You're reading: Ukraine wants OSCE to help deal with tensions in south and east

Ukrainian Prime Minister Arseniy Yatseniuk said on March 17 that Ukraine would like the Organization for Security and Cooperation in Europe (OSCE) to send "maximum numbers" of monitors to the country to provide information that might help "defuse tensions" in its southern and eastern regions, the government press service said.

Ukrainian Prime Minister Arseniy Yatseniuk said on
March 17 that Ukraine would like the Organization for Security and
Cooperation in Europe (OSCE) to send “maximum numbers” of monitors to
the country to provide information that might help “defuse tensions” in
its southern and eastern regions, the government press service said.

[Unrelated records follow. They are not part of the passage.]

PR #1594, opened 2025-05-05
show save button in ide when dirtyflag is sent to parent

paulr34:


ethanzhouyc (approved):

src/components/ZCLToolbar.vue
```diff
@@ -245,6 +243,12 @@ export default {
   name: 'ZCLToolbar',
   mixins: [CommonMixin],
   computed: {
+    query() {
+      return this.$store.state.zap.query // Access the query string from Vuex
+    },
+    showSaveButton() {
+      return !!this.query?.stsApplication // Use optional chaining and double negation for clarity
```
brdandu, line 250: What is stsApplication?

src/components/ZCLToolbar.vue
```diff
@@ -61,9 +61,7 @@
       flat
       no-caps
       @click="saveChanges"
-      v-if="
-        this.$store.state.zap.saveButtonVisible && this.$store.state.zap.isDirty
-      "
```
ethanzhouyc, line 66: If `saveButtonVisible` and `isDirty` is not used in other places, after they are deleted, their related code to define or set their value should be removed too

src/components/ZCLToolbar.vue
paulr34: the passed from studio to indicate which version it is..from the long discussions with Balint and @tecimovic

src/components/ZCLToolbar.vue
paulr34: I agree, thanks

brdandu (approved):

“Ukraine reaffirmed its readiness to accept maximum numbers of OSCE
representatives so that, having the opportunity to familiarize
themselves with the situation in the provinces, they help carry out a
set of measures to defuse tensions,” the press service of Ukraine’s
government said in a report on a meeting in Kyiv between Yatseniuk and
OSCE Chairperson-in-Office Tim Guldimann.

Yatseniuk said Ukraine remains loyal to the OSCE principles and urged
the organization’s other member countries to stick to the postulates of
the Helsinki Final Act, its founding document.